[Saved data entries]
++++

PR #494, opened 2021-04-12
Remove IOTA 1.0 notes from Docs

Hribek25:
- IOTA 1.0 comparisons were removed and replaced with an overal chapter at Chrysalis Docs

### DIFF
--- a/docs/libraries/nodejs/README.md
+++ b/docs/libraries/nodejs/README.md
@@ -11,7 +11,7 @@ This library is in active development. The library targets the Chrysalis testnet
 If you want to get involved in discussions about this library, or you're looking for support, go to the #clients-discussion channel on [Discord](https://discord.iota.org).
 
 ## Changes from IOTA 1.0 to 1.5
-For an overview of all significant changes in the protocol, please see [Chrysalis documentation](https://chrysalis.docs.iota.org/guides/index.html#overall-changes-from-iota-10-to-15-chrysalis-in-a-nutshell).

++++

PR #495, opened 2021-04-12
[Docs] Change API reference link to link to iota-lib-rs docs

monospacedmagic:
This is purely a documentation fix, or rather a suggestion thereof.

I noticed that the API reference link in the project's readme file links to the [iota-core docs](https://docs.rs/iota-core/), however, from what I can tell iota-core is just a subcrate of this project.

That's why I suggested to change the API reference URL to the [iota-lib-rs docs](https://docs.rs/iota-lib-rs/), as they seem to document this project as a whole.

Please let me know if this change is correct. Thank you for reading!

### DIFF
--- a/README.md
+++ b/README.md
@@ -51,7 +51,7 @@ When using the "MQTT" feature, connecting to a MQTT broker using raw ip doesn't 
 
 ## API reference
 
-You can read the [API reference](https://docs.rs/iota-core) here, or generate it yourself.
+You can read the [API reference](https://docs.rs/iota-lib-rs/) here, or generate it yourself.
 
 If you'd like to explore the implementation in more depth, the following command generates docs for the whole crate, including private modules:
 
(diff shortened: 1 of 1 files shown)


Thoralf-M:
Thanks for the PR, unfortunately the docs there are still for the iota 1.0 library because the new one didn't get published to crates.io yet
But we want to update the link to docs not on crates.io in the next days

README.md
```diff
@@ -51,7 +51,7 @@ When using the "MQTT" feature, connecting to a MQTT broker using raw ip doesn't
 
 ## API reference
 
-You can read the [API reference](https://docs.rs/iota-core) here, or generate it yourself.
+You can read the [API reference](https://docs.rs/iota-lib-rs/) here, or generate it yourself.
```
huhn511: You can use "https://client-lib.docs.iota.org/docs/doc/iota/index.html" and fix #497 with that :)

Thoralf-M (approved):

++++

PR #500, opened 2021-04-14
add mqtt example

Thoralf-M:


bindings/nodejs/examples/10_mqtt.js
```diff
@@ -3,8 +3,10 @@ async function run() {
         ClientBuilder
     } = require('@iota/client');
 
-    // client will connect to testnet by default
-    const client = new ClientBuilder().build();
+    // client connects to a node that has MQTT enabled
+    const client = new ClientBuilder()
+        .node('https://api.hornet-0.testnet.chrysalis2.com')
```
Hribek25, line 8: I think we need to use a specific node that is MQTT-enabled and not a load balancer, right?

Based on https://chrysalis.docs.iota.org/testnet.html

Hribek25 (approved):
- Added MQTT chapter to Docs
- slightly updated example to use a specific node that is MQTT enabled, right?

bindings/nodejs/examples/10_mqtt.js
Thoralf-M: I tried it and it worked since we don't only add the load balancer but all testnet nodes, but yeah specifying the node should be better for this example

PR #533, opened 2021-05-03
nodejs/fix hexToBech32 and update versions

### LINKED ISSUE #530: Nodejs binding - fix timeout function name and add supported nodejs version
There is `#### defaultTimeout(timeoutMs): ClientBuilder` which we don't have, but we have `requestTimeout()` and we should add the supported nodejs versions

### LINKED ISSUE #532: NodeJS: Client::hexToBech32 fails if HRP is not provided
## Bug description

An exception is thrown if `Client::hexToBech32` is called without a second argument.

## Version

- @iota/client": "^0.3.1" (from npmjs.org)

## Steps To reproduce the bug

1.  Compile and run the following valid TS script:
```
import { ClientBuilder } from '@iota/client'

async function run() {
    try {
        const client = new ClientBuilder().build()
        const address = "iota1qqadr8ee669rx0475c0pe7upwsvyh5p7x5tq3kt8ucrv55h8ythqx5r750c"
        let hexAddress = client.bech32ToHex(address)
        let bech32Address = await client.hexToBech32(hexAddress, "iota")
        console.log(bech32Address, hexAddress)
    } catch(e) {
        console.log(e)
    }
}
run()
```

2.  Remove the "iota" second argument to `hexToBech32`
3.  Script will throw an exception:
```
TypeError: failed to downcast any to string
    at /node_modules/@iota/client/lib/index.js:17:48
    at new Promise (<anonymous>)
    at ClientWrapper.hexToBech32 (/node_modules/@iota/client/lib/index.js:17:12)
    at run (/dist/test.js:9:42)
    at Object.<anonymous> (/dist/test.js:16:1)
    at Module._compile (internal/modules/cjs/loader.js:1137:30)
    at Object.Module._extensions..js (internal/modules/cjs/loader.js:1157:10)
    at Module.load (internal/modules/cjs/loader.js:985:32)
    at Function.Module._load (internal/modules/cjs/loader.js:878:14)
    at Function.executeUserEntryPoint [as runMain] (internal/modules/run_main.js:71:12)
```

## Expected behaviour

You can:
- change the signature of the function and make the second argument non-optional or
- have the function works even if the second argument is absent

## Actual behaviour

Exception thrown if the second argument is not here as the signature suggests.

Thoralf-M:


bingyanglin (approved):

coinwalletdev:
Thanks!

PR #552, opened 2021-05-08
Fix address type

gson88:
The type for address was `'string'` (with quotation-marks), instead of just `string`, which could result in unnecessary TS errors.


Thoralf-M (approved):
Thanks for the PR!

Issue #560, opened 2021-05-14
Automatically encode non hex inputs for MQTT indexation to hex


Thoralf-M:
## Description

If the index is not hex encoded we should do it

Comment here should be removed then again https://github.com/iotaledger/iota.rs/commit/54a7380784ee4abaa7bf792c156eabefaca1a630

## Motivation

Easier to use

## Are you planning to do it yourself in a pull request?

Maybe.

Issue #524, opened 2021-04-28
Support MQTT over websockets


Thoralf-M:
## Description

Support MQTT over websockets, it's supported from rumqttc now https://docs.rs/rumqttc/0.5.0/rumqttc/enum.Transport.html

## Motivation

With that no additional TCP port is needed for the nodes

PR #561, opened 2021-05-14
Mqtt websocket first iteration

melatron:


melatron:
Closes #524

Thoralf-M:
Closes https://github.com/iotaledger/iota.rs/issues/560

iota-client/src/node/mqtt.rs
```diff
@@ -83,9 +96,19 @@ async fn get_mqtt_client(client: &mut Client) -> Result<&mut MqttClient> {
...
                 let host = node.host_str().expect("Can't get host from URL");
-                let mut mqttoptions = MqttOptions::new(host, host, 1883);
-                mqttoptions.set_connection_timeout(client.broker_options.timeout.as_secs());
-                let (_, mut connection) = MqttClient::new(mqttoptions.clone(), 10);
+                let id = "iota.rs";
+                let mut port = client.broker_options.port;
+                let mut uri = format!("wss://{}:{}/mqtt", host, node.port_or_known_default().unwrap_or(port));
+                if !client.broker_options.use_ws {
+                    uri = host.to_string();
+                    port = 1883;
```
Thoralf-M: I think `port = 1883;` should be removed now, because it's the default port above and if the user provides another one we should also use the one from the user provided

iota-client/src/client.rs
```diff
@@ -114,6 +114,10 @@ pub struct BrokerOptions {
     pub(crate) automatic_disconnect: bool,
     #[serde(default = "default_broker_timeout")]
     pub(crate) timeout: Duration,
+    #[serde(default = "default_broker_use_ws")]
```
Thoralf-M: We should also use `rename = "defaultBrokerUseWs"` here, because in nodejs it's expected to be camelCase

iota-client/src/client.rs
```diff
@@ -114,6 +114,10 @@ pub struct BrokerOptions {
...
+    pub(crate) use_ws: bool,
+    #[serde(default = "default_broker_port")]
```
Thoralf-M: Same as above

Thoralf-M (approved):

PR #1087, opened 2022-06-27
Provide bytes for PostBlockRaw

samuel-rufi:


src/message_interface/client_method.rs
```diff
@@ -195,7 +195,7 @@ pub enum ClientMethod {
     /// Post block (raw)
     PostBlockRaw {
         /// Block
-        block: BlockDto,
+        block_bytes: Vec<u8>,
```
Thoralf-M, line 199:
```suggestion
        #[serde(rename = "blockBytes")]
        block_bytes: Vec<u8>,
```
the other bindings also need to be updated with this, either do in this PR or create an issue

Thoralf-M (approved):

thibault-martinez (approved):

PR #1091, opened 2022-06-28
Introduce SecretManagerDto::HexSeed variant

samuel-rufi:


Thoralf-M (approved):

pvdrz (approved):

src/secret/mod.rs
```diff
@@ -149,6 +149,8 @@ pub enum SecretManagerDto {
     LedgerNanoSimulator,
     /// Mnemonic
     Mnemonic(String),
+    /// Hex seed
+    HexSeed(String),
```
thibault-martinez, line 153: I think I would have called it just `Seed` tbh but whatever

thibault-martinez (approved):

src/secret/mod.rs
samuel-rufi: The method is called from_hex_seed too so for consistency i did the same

++++

Exercise:
Search the entries for the string "Object" and collect each line that has it.

Exercise result:
    at Object.<anonymous> (/dist/test.js:16:1)
    at Object.Module._extensions..js (internal/modules/cjs/loader.js:1157:10)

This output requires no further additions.